L’Art chiarisce che tra le sue prerogative istituzionali ci sono proprio l’apertura del mercato e la garanzia di condizioni di accesso eque, trasparenti e non discriminatorie per tutti gli operatori. In questa cornice, la concorrenza viene indicata come uno strumento essenziale non solo per ampliare la contendibilità del settore, ma anche per migliorare la qualità dei servizi offerti ai passeggeri.

L’Autorità ricorda inoltre che il mercato italiano dell’alta velocità rappresenta un caso unico in Europa: un modello di concorrenza effettiva che si è sviluppato anche grazie alla regolazione del settore e che ha consentito l’ingresso di nuove imprese ferroviarie, con benefici in termini di qualità e competitività dell’offerta.

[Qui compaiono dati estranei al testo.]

PR #122, opened 2026-06-24
chore(memory): promote strong-fit forms-and-reports drafts from memory-pipeline for review

Hareet:
Promotes **47 strong-fit `forms-and-reports` drafts** from `agent-memory/_pending/` into `agent-memory/domains/forms-and-reports/issues/` for squad content review.

**Categories:** feature (21), bug (20), improvement (6)
**Themes:** Enketo widgets & XPath extensions, cht-datasource report create/update, SMS parser, form validation/submission hardening.

All 47 carry `domainFit: strong` + a `## Domain Rationale` section. 5 weak-fit drafts deferred for later.

- Base: `seeding-claude-cli-v2` (#119) — retarget to `main` after the schema lands.
- `validate-schema`: passing, 0 failures.
- Review for **content** (domain fit + distillation accuracy), not code.

PR #123, opened 2026-06-24
chore(memory): promote strong-fit tasks-and-targets drafts from memory-pipeline for review

Hareet:
Promotes **35 strong-fit `tasks-and-targets` drafts** from `agent-memory/_pending/` into `agent-memory/domains/tasks-and-targets/issues/` for squad content review.

**Categories:** feature (21), bug (9), improvement (5)
**Themes:** rules engine (banish nools, stale-state migration), aggregate targets & filters, task filtering/telemetry, reporting periods.

All 35 carry `domainFit: strong` + a `## Domain Rationale` section. 2 weak-fit drafts deferred to Stream C.


sugat009:
Heads up, this one currently has merge conflicts with its base and will need a rebase before it can merge.

agent-memory/domains/tasks-and-targets/issues/9232-feat9231-enable-place-filter-aggregate-targets-for-users-wit.md
```diff
@@ -0,0 +1,105 @@
+---
+id: cht-core-137
+category: feature
+domain: tasks-and-targets
+domainFit: strong
+issueNumber: 137
```
sugat009: **issue:** `id`/`issueNumber`/`issueUrl` = 137. That is `medic/care-teams#137` from the PR body, mis-stamped as cht-core; cht-core#137 is unrelated ("Restyle data records"). PR #9232 closes **cht-core#9231**.

agent-memory/domains/tasks-and-targets/issues/9570-fix9552-migrate-stale-target-state-for-interval-turnover.md
```diff
@@ -0,0 +1,81 @@
+---
+id: cht-core-9570
+category: bug
+domain: tasks-and-targets
+domainFit: strong
+issueNumber: 9570
```
sugat009: **issue:** 9553/9555/9569/9570 are four PRs (base + backports) for one issue **#9552**, distilled as four separate memories; they should collapse to one with `source_prs[]`.

agent-memory/domains/tasks-and-targets/issues/10390-feat10343-add-target-intervals-to-cht-datasource.md
```diff
@@ -0,0 +1,94 @@
+---
+id: cht-core-10343
+category: feature
+domain: tasks-and-targets
```
sugat009, line 4: **issue (domain-fit):** all files are `shared-libs/cht-datasource/*` plus one API controller; this is data-access layer work, tied to tasks only because the docs fetched are targets.

sugat009 (changes requested):
Content review. Prose fidelity is high (8772 reproduces the real 283s->63s benchmark exactly). Blockers:

- **issue (blocking): identity keys record the PR number on 15 of 35 drafts** (verified); `8838` closes no tracked issue.
- **issue (blocking): hallucinated identity on `9232`.** `id`/`issueNumber`/`issueUrl` = **137**, but 137 is `medic/care-teams#137` (a cross-repo link in the PR body) mis-stamped as cht-core; cht-core#137 is the unrelated "Restyle data records". PR #9232 actually closes **#9231**.
- **issue (blocking): 3 duplicate clusters (8 files):** issue 9231 = [9232, 9282, 9317], 9431 = [9486, 9549], 9552 = [9553, 9555, 9569, 9570].
- **issue: `related_issues: []` empty on every draft; `domainFit: strong` on every draft.** Forced picks: `10390`/`10432` (cht-datasource data-layer, tied to tasks only via the target docs), `8932` (touches `tasks.component.ts` and `contacts.component.ts` equally), `10786` (telemetry + `replications.js`/`purger.js` pipeline).
- **nitpick: process-narrative leaks into prose** on ~11-18 of 35 drafts (named reviewers, "CI green, all 47 checks pass", "the human reverted an AI change").

Clean bill: no secrets, no PII, schema 100% valid.

agent-memory/domains/tasks-and-targets/issues/9553-fix9552-handle-rules-engine-stale-state-after-upgrade.md
```diff
@@ -0,0 +1,111 @@
...
+- shared-libs/rules-engine/test/provider-wireup.spec.js
+- tests/e2e/default/targets/target-accuracy.wdio-spec.js
+
+## Testing
+
+Added/updated unit tests in rules-state-store.spec.js and target-state.spec.js covering the stale-state-after-upgrade case (missing target aggregate), plus an e2e WebdriverIO spec (target-accuracy.wdio-spec.js) validating that targets compute accurately after the configuration/upgrade scenario. The interval-turnover facet added/updated unit coverage in target-state.spec.js, rules-state-store.spec.js, and provider-wireup.spec.js exercising turnover detection and migration of stale target state into the current interval (PR #9569, #9570).
+
+## Backports
+
+The stale-state-after-upgrade fix was backported to the 4.1.x line (PR #9555, cherry-pick of dc47c51) and to 4.13.x. The interval-turnover migration was also backported to 4.13.x (PR #9570).
```
sugat009: **issue (accuracy):** this says the fix was "backported to the 4.1.x line (PR #9555)", but PR #9555 is the **4.13.x** backport (title "…for 4.13.x", base `4.13.x`), and there is no 4.1.x backport in `source_prs`. Looks like a merge-synthesis artifact — please correct 4.1.x → 4.13.x.

agent-memory/domains/tasks-and-targets/issues/10390-feat10343-add-target-intervals-to-cht-datasource.md
sugat009, line 4: **issue (domain):** the anchor PR extends cht-datasource (target-intervals *library* API); per the agreed `data-access` domain this belongs there with `secondaryDomains: [tasks-and-targets]`. See the detailed `data-access` proposal comment on #122.

Hareet: I think re-linking the cht-datasource tickets happens after we create the data-access domain, or included in that PR.
I'm imagining we re-link tickets and modify our data-labeling as the agent gets used, like say a domain gets added or combined. How do you see that process? 

I'm okay with either, and include the new domain and re-link inside the PRs as well.

sugat009: I think adding a new domain now would be easier than adding or modifying later on once we have a bit more of these context files.

Hareet:
Both round-2 items are fixed, and putting this branch through the same verification the configuration and messaging batches got turned up a class none of us had seen — one epic reshaped five of these drafts before it landed. Details below, worst first.

### Your two items

**9553's invented backport version** — fixed, and every number in the replacement checks out:

```sh
git -C $CORE log -1 --format='%h %s' c8a7f13
# c8a7f13 fix(#9552): handle rules-engine stale state after upgrade  for 4.13.x (#9555)
git -C $CORE branch -r --contains c8a7f13 | grep -E 'origin/[0-9.]+x$'   # origin/4.13.x only
curl -s https://api.github.com/repos/medic/cht-core/pulls/9555 | jq -r '.base.ref'   # 4.13.x
```

The draft now also records why there is no 4.1.x backport: that line's tip is `62aadbd` (4.1.2, June 2023), which predates the October 2024 fix.

**10324 and 9650 Domain Rationale scaffolding** — stripped.

### The thing worth your attention: one epic, five drafts

`10324`, `10371`, `10390`, `10436` and `10507` all merged into the `10140_previous-month-targets` feature branch and reached master only in that epic's squash, #10423 (`622c625427`). The epic reshaped them on the way, so their file paths are accurate for their own PRs and wrong as directions to anyone reading master:

| the draft names | master has |
|---|---|
| `tests/e2e/default/analytics/analytics.wdio-spec.js` | `tests/e2e/default/targets/analytics.wdio-spec.js` — the directory was renamed |
| `webapp/src/ts/libs/config.ts` (created by 10507, renamed by 10436) | nothing; only `.mocharc.js` survived, and the subtitle logic moved into `rules-engine.service.ts` |
| 10390's ten `target-interval.*` files (of the 21 it touched) | `target.*` — same feature, renamed wholesale |

```sh
git -C $CORE ls-tree --name-only -r origin/master shared-libs/cht-datasource/src | grep target
#   .../src/local/target.ts  .../src/remote/target.ts  .../src/target.ts     ← no -interval
git -C $CORE log --all --diff-filter=A -- '*target-interval*' | wc -l        # 0 — never on any branch
```

The four that stay here are now time-scoped with their landed locations. **10390 is not** — its vocabulary needs a rewrite, not a patch, and I would rather flag that than half-fix it. It does now carry the same "paths are as of this PR" banner as the others, so nobody reads those ten names as directions to master in the meantime. See below.

### Everything else the pass found

**Twelve self-contradictions across nine drafts**, the same class you identified on #120: the grounding pass corrected the sections that assert mechanism against code and left `summary` and Design Choices asserting what it had just disproved. Each verified against cht-core before rewriting — 9232 claimed the filter shows "only for multi-facility users" while its own Solution says there is no facility-count gate; 9705's Design Choices claimed the fix throws on *write* errors when it changed a read catch-all and the file's one `bulkDocs` still only `console.error`s; 10623 said filters were reused when `overdue-filter` and `task-type-filter` are new components on master.

Then **five more** that my own first round of fixes created — correcting one section and leaving a sibling saying the old thing, which is the failure mode this whole exercise is about, committed by the person fixing it. 9232 and 9553 each needed three passes before every section agreed.

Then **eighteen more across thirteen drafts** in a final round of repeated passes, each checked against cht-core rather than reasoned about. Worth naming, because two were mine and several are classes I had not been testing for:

Il nodo Agcm e l’ingresso di Sncf

La decisione di impugnare il provvedimento dell’Agcm, secondo l’Art, riguarda profili sostanziali e non semplici questioni procedurali. Il punto centrale è l’assegnazione della capacità ferroviaria a un nuovo operatore, materia che l’Autorità considera strettamente legata alle proprie competenze e che richiede valutazioni tecniche, economiche e regolatorie approfondite.

Nel parere reso all’Antitrust nell’ottobre 2025, l’Art aveva già evidenziato diversi rilievi critici, segnalando possibili interferenze con le attribuzioni che la legge le assegna. Nonostante queste osservazioni, l’Agcm ha concluso il procedimento, superando di fatto il lavoro istruttorio e regolatorio portato avanti dall’Autorità dei trasporti.

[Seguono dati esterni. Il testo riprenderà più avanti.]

PR #919, opened 2022-03-23
Fix mil conversion

jpirnay:


jpirnay:
Has become fruitless after the complete revision in PR918

PR #935, opened 2022-03-28
Remove scipy from win build for legacy7

tiger12506:


tatarize (changes requested):
Also get rid of pyserial

tatarize (approved):

PR #939, opened 2022-03-29
Fix startangle in shape

jpirnay:
Wasn't recognized as parameter names and variable names did not match (has this always been the case?)


tiger12506 (approved):
Tested. It works now.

Capacità ferroviaria, il vero terreno dello scontro

La questione più delicata riguarda la distribuzione degli spazi sulla rete ferroviaria, un tema cruciale in un sistema segnato da criticità infrastrutturali e dalla saturazione di alcune tratte. Secondo l’Art, l’ingresso di nuovi player deve essere costruito su basi solide, evitando decisioni che possano alterare gli equilibri complessivi del sistema senza un’adeguata analisi d’impatto.

L’Autorità sottolinea di essere impegnata da mesi nell’affinamento dei criteri di allocazione della capacità, attraverso un confronto con tutti gli stakeholder coinvolti, compresi i rappresentanti dell’operatore francese interessato al mercato italiano. È inoltre in corso una consultazione pubblica su una nuova delibera dedicata proprio all’aggiornamento di questi criteri.

Concorrenza sì, ma con regole sostenibili

Per l’Art l’obiettivo resta favorire l’ingresso di nuovi operatori, ma dentro un quadro regolatorio capace di garantire equilibrio, sostenibilità e reale contendibilità del mercato. Per l’Autorità, aprire il settore non significa procedere senza verifiche, ma costruire condizioni di accesso che siano davvero eque per tutti.

La partita, dunque, non è sulla concorrenza in sé, che l’Art rivendica come pilastro della propria azione, ma sulle modalità con cui questa concorrenza deve svilupparsi.